-- Source data follows --
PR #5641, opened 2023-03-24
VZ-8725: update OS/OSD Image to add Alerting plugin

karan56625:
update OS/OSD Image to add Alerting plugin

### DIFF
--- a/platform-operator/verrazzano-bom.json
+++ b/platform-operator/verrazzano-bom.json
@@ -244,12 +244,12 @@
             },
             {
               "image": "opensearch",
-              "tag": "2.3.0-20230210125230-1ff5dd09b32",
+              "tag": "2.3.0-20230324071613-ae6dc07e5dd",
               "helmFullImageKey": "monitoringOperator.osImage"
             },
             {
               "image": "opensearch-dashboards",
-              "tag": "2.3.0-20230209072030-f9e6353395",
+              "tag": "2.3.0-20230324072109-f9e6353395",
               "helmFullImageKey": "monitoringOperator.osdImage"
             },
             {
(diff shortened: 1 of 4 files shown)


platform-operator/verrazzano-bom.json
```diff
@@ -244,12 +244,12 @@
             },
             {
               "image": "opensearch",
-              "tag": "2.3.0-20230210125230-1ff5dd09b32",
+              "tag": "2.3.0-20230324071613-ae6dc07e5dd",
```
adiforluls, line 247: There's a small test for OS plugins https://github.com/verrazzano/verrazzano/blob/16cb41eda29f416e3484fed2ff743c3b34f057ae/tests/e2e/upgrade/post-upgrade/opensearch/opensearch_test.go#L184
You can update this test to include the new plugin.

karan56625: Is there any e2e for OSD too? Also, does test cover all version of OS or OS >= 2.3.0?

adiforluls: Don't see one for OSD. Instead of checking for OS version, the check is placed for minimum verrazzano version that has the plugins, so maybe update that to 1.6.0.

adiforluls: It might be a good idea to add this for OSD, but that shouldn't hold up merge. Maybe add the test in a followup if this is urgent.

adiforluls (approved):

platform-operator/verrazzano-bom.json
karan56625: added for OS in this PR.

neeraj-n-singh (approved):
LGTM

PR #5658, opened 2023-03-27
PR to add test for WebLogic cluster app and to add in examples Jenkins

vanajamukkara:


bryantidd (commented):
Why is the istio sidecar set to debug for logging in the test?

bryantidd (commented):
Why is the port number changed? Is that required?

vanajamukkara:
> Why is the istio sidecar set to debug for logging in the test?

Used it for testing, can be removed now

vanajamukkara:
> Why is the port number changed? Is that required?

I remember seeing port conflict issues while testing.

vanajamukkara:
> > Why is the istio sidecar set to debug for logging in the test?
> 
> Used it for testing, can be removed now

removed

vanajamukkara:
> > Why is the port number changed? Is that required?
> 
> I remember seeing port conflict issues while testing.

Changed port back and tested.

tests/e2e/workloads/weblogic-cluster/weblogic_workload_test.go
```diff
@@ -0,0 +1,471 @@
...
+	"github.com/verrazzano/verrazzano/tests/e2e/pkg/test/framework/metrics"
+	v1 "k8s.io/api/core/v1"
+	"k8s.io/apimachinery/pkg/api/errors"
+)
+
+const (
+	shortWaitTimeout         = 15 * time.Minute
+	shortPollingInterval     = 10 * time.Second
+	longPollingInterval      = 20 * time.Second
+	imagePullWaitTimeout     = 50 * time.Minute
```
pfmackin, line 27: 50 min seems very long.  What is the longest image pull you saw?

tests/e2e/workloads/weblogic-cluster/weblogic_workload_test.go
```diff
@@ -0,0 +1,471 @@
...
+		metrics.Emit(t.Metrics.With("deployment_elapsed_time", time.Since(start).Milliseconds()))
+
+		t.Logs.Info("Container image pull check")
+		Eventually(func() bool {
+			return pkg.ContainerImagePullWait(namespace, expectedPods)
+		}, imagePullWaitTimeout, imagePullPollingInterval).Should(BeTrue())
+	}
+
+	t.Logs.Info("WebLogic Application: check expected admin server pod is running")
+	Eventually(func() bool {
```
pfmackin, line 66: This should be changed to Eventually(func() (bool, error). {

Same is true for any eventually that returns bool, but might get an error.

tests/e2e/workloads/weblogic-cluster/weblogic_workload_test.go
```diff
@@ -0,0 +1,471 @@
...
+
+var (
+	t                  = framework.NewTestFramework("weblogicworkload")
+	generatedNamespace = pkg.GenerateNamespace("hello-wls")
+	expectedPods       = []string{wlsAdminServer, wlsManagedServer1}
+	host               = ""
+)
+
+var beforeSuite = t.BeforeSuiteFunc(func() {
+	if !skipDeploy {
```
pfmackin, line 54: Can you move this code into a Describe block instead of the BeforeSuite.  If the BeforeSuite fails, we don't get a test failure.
-- Source data concluded --
[Your goal] Every line above should be duplicated exactly as it stands.

[Task answer]
PR #5641, opened 2023-03-24
VZ-8725: update OS/OSD Image to add Alerting plugin

karan56625:
update OS/OSD Image to add Alerting plugin

### DIFF
--- a/platform-operator/verrazzano-bom.json
+++ b/platform-operator/verrazzano-bom.json
@@ -244,12 +244,12 @@
             },
             {
               "image": "opensearch",
-              "tag": "2.3.0-20230210125230-1ff5dd09b32",
+              "tag": "2.3.0-20230324071613-ae6dc07e5dd",
               "helmFullImageKey": "monitoringOperator.osImage"
             },
             {
               "image": "opensearch-dashboards",
-              "tag": "2.3.0-20230209072030-f9e6353395",
+              "tag": "2.3.0-20230324072109-f9e6353395",
               "helmFullImageKey": "monitoringOperator.osdImage"
             },
             {
(diff shortened: 1 of 4 files shown)


platform-operator/verrazzano-bom.json
```diff
@@ -244,12 +244,12 @@
             },
             {
               "image": "opensearch",
-              "tag": "2.3.0-20230210125230-1ff5dd09b32",
+              "tag": "2.3.0-20230324071613-ae6dc07e5dd",
```
adiforluls, line 247: There's a small test for OS plugins https://github.com/verrazzano/verrazzano/blob/16cb41eda29f416e3484fed2ff743c3b34f057ae/tests/e2e/upgrade/post-upgrade/opensearch/opensearch_test.go#L184
You can update this test to include the new plugin.

karan56625: Is there any e2e for OSD too? Also, does test cover all version of OS or OS >= 2.3.0?

adiforluls: Don't see one for OSD. Instead of checking for OS version, the check is placed for minimum verrazzano version that has the plugins, so maybe update that to 1.6.0.

adiforluls: It might be a good idea to add this for OSD, but that shouldn't hold up merge. Maybe add the test in a followup if this is urgent.

adiforluls (approved):

platform-operator/verrazzano-bom.json
karan56625: added for OS in this PR.

neeraj-n-singh (approved):
LGTM

PR #5658, opened 2023-03-27
PR to add test for WebLogic cluster app and to add in examples Jenkins

vanajamukkara:


bryantidd (commented):
Why is the istio sidecar set to debug for logging in the test?

bryantidd (commented):
Why is the port number changed? Is that required?

vanajamukkara:
> Why is the istio sidecar set to debug for logging in the test?

Used it for testing, can be removed now

vanajamukkara:
> Why is the port number changed? Is that required?

I remember seeing port conflict issues while testing.

vanajamukkara:
> > Why is the istio sidecar set to debug for logging in the test?
> 
> Used it for testing, can be removed now

removed

vanajamukkara:
> > Why is the port number changed? Is that required?
> 
> I remember seeing port conflict issues while testing.

Changed port back and tested.

tests/e2e/workloads/weblogic-cluster/weblogic_workload_test.go
```diff
@@ -0,0 +1,471 @@
...
+	"github.com/verrazzano/verrazzano/tests/e2e/pkg/test/framework/metrics"
+	v1 "k8s.io/api/core/v1"
+	"k8s.io/apimachinery/pkg/api/errors"
+)
+
+const (
+	shortWaitTimeout         = 15 * time.Minute
+	shortPollingInterval     = 10 * time.Second
+	longPollingInterval      = 20 * time.Second
+	imagePullWaitTimeout     = 50 * time.Minute
```
pfmackin, line 27: 50 min seems very long.  What is the longest image pull you saw?

tests/e2e/workloads/weblogic-cluster/weblogic_workload_test.go
```diff
@@ -0,0 +1,471 @@
...
+		metrics.Emit(t.Metrics.With("deployment_elapsed_time", time.Since(start).Milliseconds()))
+
+		t.Logs.Info("Container image pull check")
+		Eventually(func() bool {
+			return pkg.ContainerImagePullWait(namespace, expectedPods)
+		}, imagePullWaitTimeout, imagePullPollingInterval).Should(BeTrue())
+	}
+
+	t.Logs.Info("WebLogic Application: check expected admin server pod is running")
+	Eventually(func() bool {
```
pfmackin, line 66: This should be changed to Eventually(func() (bool, error). {

Same is true for any eventually that returns bool, but might get an error.

tests/e2e/workloads/weblogic-cluster/weblogic_workload_test.go
```diff
@@ -0,0 +1,471 @@
...
+
+var (
+	t                  = framework.NewTestFramework("weblogicworkload")
+	generatedNamespace = pkg.GenerateNamespace("hello-wls")
+	expectedPods       = []string{wlsAdminServer, wlsManagedServer1}
+	host               = ""
+)
+
+var beforeSuite = t.BeforeSuiteFunc(func() {
+	if !skipDeploy {
```
pfmackin, line 54: Can you move this code into a Describe block instead of the BeforeSuite.  If the BeforeSuite fails, we don't get a test failure.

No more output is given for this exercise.